Wang Yaning
Food and Drug Administration, Office of Clinical Pharmacology, CDER, WO21 RM3662 HFD-880, 10903 New Hampshire Avenue, Silver Spring, MD 20993, USA.
J Pharmacokinet Pharmacodyn. 2007 Oct;34(5):575-93. doi: 10.1007/s10928-007-9060-6. Epub 2007 Jul 10.

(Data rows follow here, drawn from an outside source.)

PR #2038, opened 2016-11-15
dpdkstat: Added support for dpdk 16.07.

taraschornyi:
Fixed issue with different linker flags for dpdk 16.04
and dpdk 16.07 on Ubuntu

### DIFF
--- a/configure.ac
+++ b/configure.ac
@@ -2602,7 +2602,9 @@ rte_version_minor=""
 if test "x$with_libdpdk" = "xyes"
 then
   SAVE_CPPFLAGS="$CPPFLAGS"
+  SAVE_LDFLAGS="$CPPFLAGS"
   CPPFLAGS="$CPPFLAGS $with_libdpdk_cppflags"
+  LDFLAGS="$LDFLAGS $with_libdpdk_ldflags"
   AC_RUN_IFELSE([AC_LANG_PROGRAM(
     [[#include <rte_version.h>]],
     [[return (RTE_VER_YEAR & 0xFF)]])],
@@ -2612,20 +2614,18 @@ then
     [[return (RTE_VER_MONTH & 0xFF)]])],
     [rte_version_minor=0], [rte_version_minor=$?])
   CPPFLAGS="$SAVE_CPPFLAGS"
+  LDFLAGS="$SAVE_LDFLAGS"
 fi
 
 if test "x$with_libdpdk" = "xyes"
 then
     BUILD_WITH_DPDK_LDFLAGS="$with_libdpdk_ldflags"
-    if test $rte_version_major -eq 16
+    if test "$rte_version_major" -eq 16 && test "$rte_version_minor" -le 4
     then
-        if test $rte_version_minor -le 4
-        then
-            BUILD_WITH_DPDK_LDFLAGS+=" -Wl,--no-as-needed"
-        fi
+        BUILD_WITH_DPDK_LDFLAGS="$BUILD_WITH_DPDK_LDFLAGS -Wl,--no-as-needed"
     fi
-    BUILD_WITH_DPDK_CFLAGS+="-fPIC $with_libdpdk_cppflags"
-    BUILD_WITH_DPDK_LIBS="-Wl,--whole-archive,-ldpdk -Wl,--no-whole-archive "
+    BUILD_WITH_DPDK_CFLAGS="$BUILD_WITH_DPDK_CFLAGS $with_libdpdk_cppflags"
+    BUILD_WITH_DPDK_LIBS="-Wl,--whole-archive -Wl,-ldpdk -Wl,--no-whole-archive"
     AC_SUBST(BUILD_WITH_DPDK_CFLAGS)
     AC_SUBST(BUILD_WITH_DPDK_LDFLAGS)
     AC_SUBST(BUILD_WITH_DPDK_LIBS)
--- a/configure.ac
+++ b/configure.ac
@@ -2545,77 +2545,90 @@ fi
 # }}}
 
 # --with-libdpdk {{{
+with_libdpdk_cppflags=""
+with_libdpdk_ldflags=""
 AC_ARG_WITH(libdpdk, [AS_HELP_STRING([--with-libdpdk@<:@=PREFIX@:>@], [Path to the DPDK build directory.])],
 [
 	if test "x$withval" != "xno" && test "x$withval" != "xyes"
 	then
-		RTE_BUILD="$withval"
+		with_libdpdk_cppflags="-I$withval/include"
+		with_libdpdk_ldflags="-L$withval/lib"
 		with_libdpdk="yes"
 	else
-		RTE_BUILD="/usr"
-		with_libdpdk="$withval"
+		if test "x$withval" = "xno"
+		then
+			with_libdpdk="no (disabled)"
+		fi
 	fi
-	DPDK_INCLUDE="$RTE_BUILD/include"
-	DPDK_LIB_DIR="$RTE_BUILD/lib"
-	FOUND_DPDK=yes
 ], [with_libdpdk="no"])
 
 if test "x$with_libdpdk" = "xyes"
 then
-	LOCAL_DPDK_INSTALL="no"
-	AC_CHECK_HEADER([$DPDK_INCLUDE/rte_config.h], [LOCAL_DPDK_INSTALL=yes],
-		[AC_CHECK_HEADER([$DPDK_INCLUDE/dpdk/rte_config.h],
-		[],
-		[FOUND_DPDK=no], [])], [])
+	SAVE_CPPFLAGS="$CPPFLAGS"
+	CPPFLAGS="$CPPFLAGS $with_libdpdk_cppflags"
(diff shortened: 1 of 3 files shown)


configure.ac
```diff
@@ -2545,77 +2545,90 @@ fi
...
-		DPDK_INCLUDE=$DPDK_INCLUDE/dpdk
-	fi
+	SAVE_CPPFLAGS="$CPPFLAGS"
+	CPPFLAGS="$CPPFLAGS $with_libdpdk_cppflags"
+	AC_CHECK_HEADERS(rte_config.h, [with_libdpdk="yes"],
+		[
+			AC_CHECK_HEADERS(dpdk/rte_config.h,
+				[
+					with_libdpdk="yes"
+					with_libdpdk_cppflags="$with_libdpdk_cppflags/dpdk"
```
octo: That doesn't make sense to me: if building with `$with_libdpdk_cppflags` succeeds, then modify the variable? Seems like the `/dpdk` suffix should go on line 2554.

configure.ac
```diff
@@ -2545,77 +2545,90 @@ fi
...
+    [[#include <rte_version.h>]],
+    [[return (RTE_VER_MONTH & 0xFF)]])],
+    [rte_version_minor=0], [rte_version_minor=$?])
+  CPPFLAGS="$SAVE_CPPFLAGS"
+fi
+
+if test "x$with_libdpdk" = "xyes"
+then
+    BUILD_WITH_DPDK_LDFLAGS="$with_libdpdk_ldflags"
+    if test $rte_version_major -eq 16
```
octo: Portability issue: please quote variable expansions:

```
if test "$rte_version_major" -eq 16 && test "$rte_version_minor -le 4
then
  # …
fi
```

configure.ac
```diff
@@ -2545,77 +2545,90 @@ fi
...
+    then
+        if test $rte_version_minor -le 4
+        then
+            BUILD_WITH_DPDK_LDFLAGS+=" -Wl,--no-as-needed"
```
octo: Portability issue: `+=` is not portable (here and below):

```
BUILD_WITH_DPDK_LDFLAGS="$BUILD_WITH_DPDK_LDFLAGS -Wl,--no-as-needed"
```

configure.ac
```diff
@@ -2545,77 +2545,90 @@ fi
...
         fi
-	AC_SUBST(BUILD_WITH_DPDK_CFLAGS)
-	AC_SUBST(BUILD_WITH_DPDK_LDFLAGS)
-	AC_SUBST(BUILD_WITH_DPDK_LIBS)
+    fi
+    BUILD_WITH_DPDK_CFLAGS+="-fPIC $with_libdpdk_cppflags"
+    BUILD_WITH_DPDK_LIBS="-Wl,--whole-archive,-ldpdk -Wl,--no-whole-archive "
```
octo: Is the comma between "whole-archive" and "-ldpdk" intentional?

Nit: trailing whitespace inside the string.

src/dpdkstat.c
```diff
@@ -525,6 +560,14 @@ static int dpdk_helper_run(void) {
                 i, len);
           break;
         }
+ #if RTE_VERSION >= RTE_VERSION_16_07
+          ret = rte_eth_xstats_get_names(i, g_configuration->xnames + num_xstats,
```
octo: Indentation is off here. Please re-run `clang-format -style=LLVM` on this file.

configure.ac
```diff
@@ -2545,77 +2545,90 @@ fi
...
+    then
+        if test $rte_version_minor -le 4
+        then
+            BUILD_WITH_DPDK_LDFLAGS+=" -Wl,--no-as-needed"
         fi
-	AC_SUBST(BUILD_WITH_DPDK_CFLAGS)
-	AC_SUBST(BUILD_WITH_DPDK_LDFLAGS)
-	AC_SUBST(BUILD_WITH_DPDK_LIBS)
+    fi
+    BUILD_WITH_DPDK_CFLAGS+="-fPIC $with_libdpdk_cppflags"
```
rubenk: I already mentioned this in the original review, but please drop the -fPIC.

configure.ac
```diff
@@ -2545,77 +2545,90 @@ fi
...
 then
-	BUILD_WITH_DPDK_CFLAGS+="-I$DPDK_INCLUDE"
-	if test "x$LOCAL_DPDK_INSTALL" != "xyes"
-	then
-		BUILD_WITH_DPDK_LDFLAGS="-Wl,--no-as-needed"
-	else
-		BUILD_WITH_DPDK_LDFLAGS="-L$DPDK_LIB_DIR -Wl,--no-as-needed"
+  SAVE_CPPFLAGS="$CPPFLAGS"
+  CPPFLAGS="$CPPFLAGS $with_libdpdk_cppflags"
+  AC_RUN_IFELSE([AC_LANG_PROGRAM(
```
rubenk: Either use AC_COMPILE_IFELSE, or add the correct linker flags here, otherwise you can end up testing the wrong libdpdk.

configure.ac
taraschornyi: Dpdk headers can be installed directly to include dir or to dpdk sub-folder.
If check in line 2571 is true this mean that  dpdk headers are installed in dpdk sub-folder, 
We are using $with_libdpdk_cppflags later for geting dpdk versions

taraschornyi:
Hi @octo @rubenk 
Thanks for your comments. I've just pushed patch addressing most of your comments. And answered to those which were not addressed

configure.ac
rubenk: I think it's disgusting ;)
Seriously, what problem are you trying to solve?

> If rte_xxx.h includes others rte_xxx.h (e.g.: using just #include <rte_xxx.h>) the compilation will fail.

Then either those headers are buggy, or we're including from the wrong level.

> Dpdk headers can be installed directly to include dir or to dpdk sub-folder.

I checked the dpdk-devel package on Fedora, and it has the headers in /usr/include/dpkd/
So we should add /usr/include/dpkd to the include path and check for rte_config.h instead of checking for dpdk/rte_config.h. If I a user wants to build dpdk from source, then we should allow him to specify the include path, and check for the same header there. Alternatively allow him to override CPPFLAGS and make it the users problem. Presumably if you can build dpdk from source, you can figure out what CPPFLAGS you need. We shouldn't add hacks to configure.ac to cater to this use case.

vmytnykx: Hi @rubenk,
We are trying to resolve `--with-libdpdk=yes` use case and avoid any hard-coded system path like `/usr/include` + prefix `/dpdk`. Since, using hard-coded path `/usr/include` is fine in this case, I think we can stay with this straightforward approach. Thank you.

rubenk: I don't think you can. As you said yourself, since the headers in /usr/include/dpkd depend on other headers in that same directory, you need to have /usr/include/dpkd in your include path. And how about on other operating systems, for instance on FreeBSD where includes are in /usr/local/include?

vmytnykx: We may keep the list of standard directories [/usr/, /usr/local, ...] in configure.ac and just iterate through all of them trying to find the rte_config.h header.
Also, as a second solution it can be the path provided above but it has been refused ;)
And as a 3-rd option I see here is to disable `--with-libdpdk=yes` config option at all and ask user to provide the dpdk library path all the time.
What do you think?

rubenk: There's another option, and that is to fix the library itself. We don't have this issue with all the other libraries we use that install headers in a subdirectory of /usr/include.

Applications should be able to consume the library by just including a single header that takes care of including the rest.

configure.ac
```diff
@@ -2545,77 +2545,90 @@ fi
...
+  CPPFLAGS="$SAVE_CPPFLAGS"
+  LDFLAGS="$SAVE_LDFLAGS"
+fi
+
+if test "x$with_libdpdk" = "xyes"
+then
+    BUILD_WITH_DPDK_LDFLAGS="$with_libdpdk_ldflags"
+    if test "$rte_version_major" -eq 16 && test "$rte_version_minor" -le 4
+    then
+        BUILD_WITH_DPDK_LDFLAGS="$BUILD_WITH_DPDK_LDFLAGS -Wl,--no-as-needed"
```
rubenk: BUILD.dpdkstat.md mentions:
```
The *dpdkstat plugin* has the following requirements:

 * DPDK 16.04 or later
 * GCC 4.9 or later
```

We also agreed to this during the inital review, so please remove this check. You then also don't need to do the version checks.

configure.ac
```diff
@@ -2545,77 +2545,90 @@ fi
...
+    fi
+    BUILD_WITH_DPDK_CFLAGS="$BUILD_WITH_DPDK_CFLAGS $with_libdpdk_cppflags"
+    BUILD_WITH_DPDK_LIBS="-Wl,--whole-archive -Wl,-ldpdk -Wl,--no-whole-archive"
```
rubenk: Why is this needed?

rubenk:
@taraschornyi In the name of progress merged just the C-code changes to master in 4f9418d694d31137b11100298d8e2c18f717ccb5 since these are fine and allow me to test with dpdk 16.11.

I have some ideas for the configure.ac changes coming up.

octo:
Superseded by #2046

Various estimation methods and the lack of a systematic derivation of the core objective function implemented in NONMEM for nonlinear mixed effect modeling has caused consistent confusion and inquiry among scientists who routinely use NONMEM for data analysis. This paper provides a detailed derivation of the objective functions for the most commonly used estimation methods in NONMEM, such as the Laplacian method, the first-order conditional estimation method (FOCE) with or without interaction, and the first-order method (FO). In addition, models with homogenous or heterogeneous residual error were used to demonstrate the relationship between the objective functions derived from two different types of approximation, namely Laplacian approximation of log-likelihood and linearized model approximation. The relationship between these estimation methods and those implemented in SAS and Splus is discussed.
用于非线性混合效应建模的各种估计方法以及NONMEM中实现的核心目标函数缺乏系统推导,这在经常使用NONMEM进行数据分析的科学家中引发了持续的困惑和疑问。本文详细推导了NONMEM中最常用估计方法的目标函数,如拉普拉斯方法、带或不带交互作用的一阶条件估计方法(FOCE)以及一阶方法(FO)。此外,使用具有同质或异质残差误差的模型来证明从两种不同类型近似推导的目标函数之间的关系,即对数似然的拉普拉斯近似和线性化模型近似。还讨论了这些估计方法与SAS和Splus中实现的方法之间的关系。